Quando eu entrei no mestrado a questão do tempo era uma coisa a ser trabalhada.... e ainda hoje é uma coisa que trabalho bastante. Dar tempo para as coisas acontecerem. Eu sabia que ficava ansiosa pra tocar, mas pra mim eu estava fazendo... Aquela ansiedade de começar... eu acho que tem uma manipulação de tempo que vem com

a escuta, mas também com a maturidade de você se habituar a fazer aquilo. Porque, às vezes, o nosso tempo, a nossa percepção é de que acabou... (...) Mas é uma coisa que na época eu estava começando a trabalhar, não estava assim tão firme, não foi uma coisa que eu estava tão consciente (E1: Pianista A).
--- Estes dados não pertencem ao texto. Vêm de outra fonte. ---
Issue #876, opened 2015-10-06
URLs in Visits table incorrect with pretty permalinks enabled


ghost1227:
While working on #843, I discovered that with pretty permalinks enabled for affiliate URLs, the visits table displays landing pages inclusive of the ref variable as shown below:

![](http://cloud.section214.com/image/0I0O102F0v1z/Image%202015-10-05%20at%206.56.48%20PM.png)

Without pretty permalinks, the `?ref=x` query variable is removed before it is displayed. This is handled in the `includes/class-visits-db.php` file through the following line:

`$data['url'] = remove_query_arg( affiliate_wp()->tracking->get_referral_var(), $data['url'] );`

Removing the query arg this way doesn't work with pretty permalinks, so we'll have to find another way to handle it or add a check for pretty permalinks and strip the ref some other way.

ghost1227:
> get_query_var() only retrieves public query variables that are recognized by WP_Query. This means that if you create your own custom URLs with their own query variables, get_query_var() will not retrieve them

pippinsplugins:
We'll need to explode the URL if no query arg is found that matches the referral variable and then look to see if any of the URL pieces match the query var.

ghost1227:
That's the only place I see that matches that particular var. I should note that we're never actually defining that as a query var... which is why remove_query_arg isn't working.

ghost1227:
Though, since that's a configurable variable, I'm not sure how feasible defining it would be.

pippinsplugins:
It's intentionally not defined as a query var.

ghost1227:
So then if no query arg is found, explode the URL, check the pieces, and if one matches the query var, remove it and the following piece?

pippinsplugins:
Yep!

ghost1227:
@pippinsplugins dunno if you're going to like how i did it, but that PR fixes it.

ghost1227:
@pippinsplugins Updated unit tests

pippinsplugins:
@ghost1227 We'll include it in 1.8

PR #877, opened 2015-10-06
First pass at handling referral var removal in pretty permalinks

ghost1227:
Issue #876

### DIFF
--- a/includes/class-visits-db.php
+++ b/includes/class-visits-db.php
@@ -242,9 +242,26 @@ class Affiliate_WP_Visits_DB extends Affiliate_WP_DB {
 	public function add( $data = array() ) {
 
 		if( ! empty( $data['url'] ) ) {
+			$original_url = $data['url'];
+			$referral_var = affiliate_wp()->tracking->get_referral_var();
 
 			// Remove the referral var
-			$data['url'] = remove_query_arg( affiliate_wp()->tracking->get_referral_var(), $data['url'] );
+			$data['url'] = remove_query_arg( $referral_var, $data['url'] );
+
+			if( $original_url == $data['url'] ) {
+				$pieces = explode( '/', $data['url'] );
+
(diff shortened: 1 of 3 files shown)


includes/class-visits-db.php
```diff
@@ -242,9 +242,26 @@ public function count( $args = array() ) {
...
 
 		if( ! empty( $data['url'] ) ) {
+			$original_url = $data['url'];
+			$referral_var = affiliate_wp()->tracking->get_referral_var();
 
 			// Remove the referral var
-			$data['url'] = remove_query_arg( affiliate_wp()->tracking->get_referral_var(), $data['url'] );
+			$data['url'] = remove_query_arg( $referral_var, $data['url'] );
+
+			if( $original_url == $data['url'] ) {
```
pippinsplugins: Use a strict comparison here.

includes/class-visits-db.php
```diff
@@ -242,9 +242,26 @@ public function count( $args = array() ) {
...
+				$pieces = explode( '/', $data['url'] );
+
+				foreach( $pieces as $key => $piece ) {
+					if( $piece == $referral_var ) {
```
pippinsplugins: Instead of looping through, use a `strpos` check to see if the pattern is found. If `/$ref_var/` is found, run the URL through `substr()` to strip everything off the URL after the start of the ref var.

ghost1227: can we guarantee that the ref var is always last? that's why I didn't do it that way in the first place... thought it could potentially be another place in the string.

pippinsplugins: It could have query args after it, so let's only strip up to the next `/` (if there is one)

pippinsplugins: Sorry, next `/` or `?`

pippinsplugins:
Thanks @ghost1227 !

PR #878, opened 2015-10-06
Add unpaid referrals to Affiliates page

### LINKED ISSUE #798: Add "Unpaid Referrals" column to Affiliates page
A customer has requested an "Unpaid Referrals" column for the main Affiliates screen (Affiliates -> Affiliates) in addition to the "Paid Referrals" column that is already there.

ticket:
https://secure.helpscout.net/conversation/107896006/13629/

Here is their reasoning for this:

> Since there's a lag in paying many affiliate (e.g. we offer a 90 day money back guarantee, so we don't pay our affiliate for 90 days) We need to be able to track the unpaid referrals for all affiliate in addition to the paid referrals. It would be great if there was an additional column to quickly look at how all affiliate are doing without drilling down to each affiliate's page.

I think this would be nice, any objections?

ticket: https://secure.helpscout.net/conversation/107896006/13629/

ghost1227:
Fixes #798


includes/admin/affiliates/affiliates.php
```diff
@@ -222,7 +222,8 @@ public function get_columns() {
 			'affiliate_id' => __( 'ID', 'affiliate-wp' ),
 			'earnings'     => __( 'Earnings', 'affiliate-wp' ),
 			'rate'     	   => __( 'Rate', 'affiliate-wp' ),
-			'referrals'    => __( 'Paid Referrals', 'affiliate-wp' ),
+			'unpaid'       => __( 'Unpaid', 'affiliate-wp' ),
+			'referrals'    => __( 'Paid', 'affiliate-wp' ),
```
pippinsplugins: This should remain as `Paid Referrals` and `Unpaid Referrals`, otherwise the context doesn't really make sense.

ghost1227: I changed it because with the full words, it forces a line break on most monitors. We could adjust the width of the actions column to handle it, but it'd be a drop from 30% to 20% width... That ok?

pippinsplugins: Blarg. @sumobi thoughts?

sumobi: @pippinsplugins @ghost1227 I think we should keep the text the same but look at adjusting the column widths.

pippinsplugins: @ghost1227 Can you go ahead and revert the column names? We can then adjust the width like Andrew said.

ghost1227: @pippinsplugins @sumobi Done

PR #888, opened 2015-10-07
Change login for field IDs to prevent conflict with registration form

### LINKED ISSUE #884: Log in and registration form share same field IDs
When `allow registration` is enabled the affiliate area shows a login and registration form. When they are both shown, the field IDs of the `username` and `password` fields between the 2 forms are identical. If you click the `username` or `password` label on the login form, it jumps you up to the username or password field of the registration form. 

We should make sure the IDs are unique.

ghost1227:
Fixes #884

### DIFF
--- a/templates/login.php
+++ b/templates/login.php
@@ -1,4 +1,4 @@
-<?php 
+<?php
 global $affwp_login_redirect;
 affiliate_wp()->login->print_errors();
 ?>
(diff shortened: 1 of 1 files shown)


michaelbeil:
nice!

pippinsplugins:
Headsup: this might cause a few support tickets due to people that have written their own CSS. Unavoidable though.

michaelbeil:
solid.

No entanto, o andamento escolhido pode também estar ligado a questão do ímpeto, abordada pelos participantes. Pois quando foi arguido sobre qual das gravações apresentou melhor o caráter da obra, esse aspecto foi apontado como uma característica favorável pelo GF-O3 em relação ao caráter da obra interpretada por A:

Eu gosto da interpretação de mais ímpeto. Porque ainda tem umas partes de lirismo. O outro está tudo muito lírico e daí não tem essa coisa mais de ímpeto do negócio (GF-O3)
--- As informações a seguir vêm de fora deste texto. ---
PR #890, opened 2015-10-07
Add dismissable notice if no integrations are enabled

### LINKED ISSUE #722: Notice when no integrations are enabled
Slightly embarrassing; we recently had a site where, for some reason, our Exchange integration was disabled. This went unnoticed for a few days until our client noticed referrals weren't being processed.

It'd be great, if a notice would be displayed when there are no integrations enabled. This could be dismissible too, if a user is doing custom integrations. I'd be happy to submit a PR if you think this is something that could go in.

ghost1227:
Fixes #722

### DIFF
--- a/includes/admin/class-notices.php
+++ b/includes/admin/class-notices.php
@@ -5,10 +5,18 @@ class Affiliate_WP_Admin_Notices {
 	public function __construct() {
 
 		add_action( 'admin_notices', array( $this, 'show_notices' ) );
+		add_action( 'affwp_dismiss_notices', array( $this, 'dismiss_notices' ) );
 	}
 
 
 	public function show_notices() {
+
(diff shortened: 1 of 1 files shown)


includes/admin/class-notices.php
```diff
@@ -175,5 +183,18 @@ public function show_notices() {
 
 	}
 
+	/**
+	 * Dismiss admin notices when Dismiss links are clicked
+	 *
+	 * @since 1.7.5
+	 * @return void
+	 */
+	function dismiss_notices() {
```
pippinsplugins: This needs to have a nonce.

ghost1227: Adding. Ironically, I copied from EDD... which currently _doesn't_ have one.

ghost1227: @pippinsplugins fixed

Issue #2143, opened 2017-04-02
Remove background on code blocks inside creative HTML


sumobi:
With the TwentySixteen theme (and others), it's possible the creative code could look like this: 

![screen shot 2017-04-03 at 12 36 43 am](https://cloud.githubusercontent.com/assets/52581/24587172/bd957676-1805-11e7-9bcc-01ee66e56827.png)

This is simply because the `code` selector has a background color applied to it. As a customer pointed out, it looks like the HTML is already selected which can be confusing for the affiliate. It also doesn't look particularly amazing. 

I propose we set the background to none for code blocks inside creatives (and in case any other background styling has been applied). The code block can be colored if need be by applying a background color to the `pre` tag as we've already done.

End result:

![screen shot 2017-04-03 at 12 46 09 am](https://cloud.githubusercontent.com/assets/52581/24587241/f5969068-1806-11e7-81e8-a7c84e55b071.png)

sumobi:
PR: https://github.com/AffiliateWP/AffiliateWP/pull/2144

pippinsplugins:
@sumobi do you want to do borders and padding as well, as mentioned y @spencerfinnell?

sumobi:
@pippinsplugins @spencerfinnell

I think I prefer the keep the border and padding at least for now and just remove the background color on the `code` tag as per the PR. The background and border I feel would help affiliates see exactly what to copy and paste, especially when there's a long list of creatives. Obviously this depends on how the current theme has styled it.

Another small concern is a customer contacting us about how it looks without the border and padding. If they are a bit knowledgeable about CSS they might ask why the `pre` tag from their theme doesn't match the `pre` tag with the creatives. If they like how their theme uses `pre` tags they will have to add more CSS just to add the styling back. At least if the `pre` tag styling from their theme looks sub-par, we can say it's coming from their theme.

@spencerfinnell Would love to hear any more thoughts about removing the border and padding.

@AffiliateWP/core What does everyone prefer? 

Here's Twenty Sixteen with no border and padding (+ the change applied in PR)

![screen shot 2017-04-04 at 10 03 05 pm](https://cloud.githubusercontent.com/assets/52581/24651595/8e6429aa-1982-11e7-8bf6-dfd9b5d0192f.png)

And here's the default theme styling (+ the change applied in PR)

[...]

PR #2144, opened 2017-04-02
Issue/2143 - Remove background on code blocks inside creatives

sumobi:
Issue: #2143


spencerfinnell:
You may want to do borders and padding as well.

Issue #2101, opened 2017-03-15
Upgrade database notice appears on fresh installs


amdrew:
Installed AffiliateWP on a fresh sub-site of a MS installation and the upgrade database notice appears.

DrewAPicture:
Looks like some cruft from the merge into 2.0 was left over. `$this->version` was never actually assigned a value. Turns out 2.0 can't be less than `null`.

PR: #2102

sumobi:
This is still an issue. Just created a new sub-site and activated AffiliateWP 2.0.6:

<img width="1161" alt="screen shot 2017-04-20 at 1 17 35 pm" src="https://cloud.githubusercontent.com/assets/52581/25208910/cbacfc06-25cb-11e7-8e59-29ecd590a343.png">

DrewAPicture:
@sumobi Can you try installing a copy off of the `release/2.1` branch and confirm this is still happening?

sumobi:
@DrewAPicture Confirmed, still an issue with 2.1

DrewAPicture:
Does running the upgrade process clear the notice? This may just be a case of not setting the upgrade routine complete in newer versions.

sumobi:
After clicking upgrade database, you see:

![screen shot 2017-04-22 at 10 41 26 am](https://cloud.githubusercontent.com/assets/52581/25298379/5222b12c-2748-11e7-977b-ed71198e8181.png)

Clicking to dismiss the notice correctly removes it.

pippinsplugins:
@DrewAPicture if we could also include a tile that shows the average / total number of referrals in payouts, that would be swell.

DrewAPicture:
Simple PR: #2242 

@sumobi Could you please retest here?

pippinsplugins:
@DrewAPicture Logic looks good but there is a fatal error during install:

( ! ) Notice: Trying to get property of non-object in /app/public/wp-content/plugins/affiliate-wp/includes/misc-functions.php on line 993

DrewAPicture:
Oh yeah, it's cause we haven't loaded the upgrader at this point. I'll look into it.

DrewAPicture:
@pippinsplugins Try again after 2d27265e9fc25d68b509379fcb191ee680668886?

pippinsplugins:
Nope, still fatals.

DrewAPicture:
@pippinsplugins OK, give it another shot, please.

[...]

PR #2181, opened 2017-04-23
issue/2101 – Introduce a state of expiration for upgrades pinned to a specific version

DrewAPicture:
Issue: #2101


DrewAPicture:
Fool's errand. We'll just mark past routines complete on install. See #2242.

PR #2186, opened 2017-04-25
issue/2188 – Double escaping

tivnet:
Issue: #2188

Duplicate `esc_html` ?


DrewAPicture:
Definitely seems like a duplicate. Nice catch!

@tivnet One thing, can you change the additional return type to `false` instead of `bool`? We like to be as specific as possible :-)

tivnet:
@DrewAPicture Done.

DrewAPicture:
Awesome. We'll merge this as part of the 2.1 release. Thanks for the PR!

DrewAPicture:
Created #2188 for posterity.

PR #2236, opened 2017-05-28
Update affiliate-wp-es_ES.po

fernandotellado:
Minor changes to translation and solve fuzzy

Issue: #


DrewAPicture:
The fuzzy translations are still marked as such, which will continue to cause them not to be translated because they'll be ignored when the mo files are generated. Please remove the fuzzy or "needs work" notations.

fernandotellado:
Ah, ok. I usually use PoEdit but it doesn't works fine with github so I translate it directly. 

I'm going to delete the fuzzy notations and I'll send a pull request when finished

michaelbeil:
I am going to close this in favor of #2361.

Issue #2261, opened 2017-06-08
Null insert error if no description specified in WP Simple Pay Pro 2.5 (Stripe) shortcode.


pderksen:
The description attribute in the Stripe Checkout forms produced by WP Simple Pay Pro 2.5 is optional. In fact, all attributes are for one-time (non-subscriptions) payment forms.

If it's left out you'll get a null insert error.

WordPress database error: [Column 'description' cannot be null]
INSERT INTO `b5c_affiliate_wp_referrals` (`affiliate_id`, `date`, `currency`, `status`, `amount`, `reference`, `description`, `campaign`, `visit_id`, `products`, `custom`, `context`) VALUES (1, '2017-06-08 17:26:59', 'USD', 'pending', '0.20', 'ch_1ASUPPLwNybmtfEYzXS6r6IX', NULL, '', 1, '', 's:25:\"a:1:{s:8:\"livemode\";b:0;}\";', 'stripe')

Test WP Simple Pay shortcode:

`[stripe amount="100"]`

pippinsplugins:
Thanks @pderksen, we'll get this PR from @nickyoung87 merged in!

pippinsplugins:
PR looks good, merged!

DrewAPicture:
Backported to `master` via 0763e76c509b841bc0bba9e02d01acdc5e20b6e0. Milestone adjusted to 2.0.10.

PR #2266, opened 2017-06-09
#2261 Compatibility fix with WP Simple Pay version 3.0.0

nickyoung87:
Issue: #2261

Part of this fix is the empty description fix in the issue above. There is another part (no GH issue). The second part fixes the check for the Stripe email adress that gets posted. This is changed in WP Simple Pay 3.0.0 and I have added a check for that new value as well as keeping the old value in place for backwards compatibility.


michaelbeil:
Great work @nickyoung87!

PR #2283, opened 2017-06-15
Add affiliate object to the 'affwp_affiliate_deleted' hook

clickstudio:
Add an action that gets fired after the affiliate's data is removed.

It would have been be possible to use the 'affwp_affiliate_deleted' action but only the affiliate ID is passed which means I can't access the user ID (affiliate deleted).

Issue: #


clickstudio:
Perfect @DrewAPicture !!

DrewAPicture:
@clickstudio You're going to have to make the change because it's your fork. Just add the `$affiliate` arg and a parameter notation to the hook doc. The type is `\AffWP\Affiliate`.

clickstudio:
oh yeah, sorry @DrewAPicture 

Just made the changes!

PR #2365, opened 2017-09-04
Fix bad \r

fxbenard:
A pot issue


michaelbeil:
@fxbenard what are the specific issues you are seeing?

includes/admin/settings/class-settings.php
```diff
@@ -769,8 +769,7 @@ function get_registered_settings() {
 					),
 					'betas' => array(
 						'name' => __( 'Opt into Beta Versions', 'affiliate-wp' ),
-						'desc' => __( 'Receive update notifications for beta releases. When beta versions are available, an update notification will be shown on your Plugins page.
-', 'affiliate-wp' ),
```
fxbenard: @michaelbeil Here, a bad return. It breaks the pot and all po updates based on it.

michaelbeil:
Oh, okay. Can you open a new PR, without all of these extra commits, to fix this issue?

PR #2367, opened 2017-09-06
issue/2368 - Garbage collect in payout generation only if it is the first step

davefx:
If not, the whole data will be retrieved for every step in the payout generation

Issue: #2368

Interessante observar que durante as falas dos participantes, não houve somente pontos positivos ressaltados em termos de modos de expressão. A expressividade do Pianista A pode estar na clareza de sua forma de expressão, na sua articulação, no ímpeto, em algumas variações de dinâmicas (por exemplo, na gradação de piano para forte), alguns contrastes, separação das linhas, cantábile, timbre, em sua sonoridade em termos de grandiosidade e em seu vigor. Por outro lado, seu modo de se expressar nessa peça e momento gravado, também revelou problemas com a escolha do andamento, com ajustes de timing (falta de tempo para preparar as frases), na questão temporal da projeção das ideias (as vezes muito marcado e outras pouco saliente, ou seja, nas palavras de GF-O1: “o ritmo falta no início e sobra na parte cantábile”. Por conta do andamento escolhido, na opinião dos pianistas ouvintes, houve dificuldade na expressão de nuances rítmicas, na caracterização do aspecto dançado, na carência do gingado.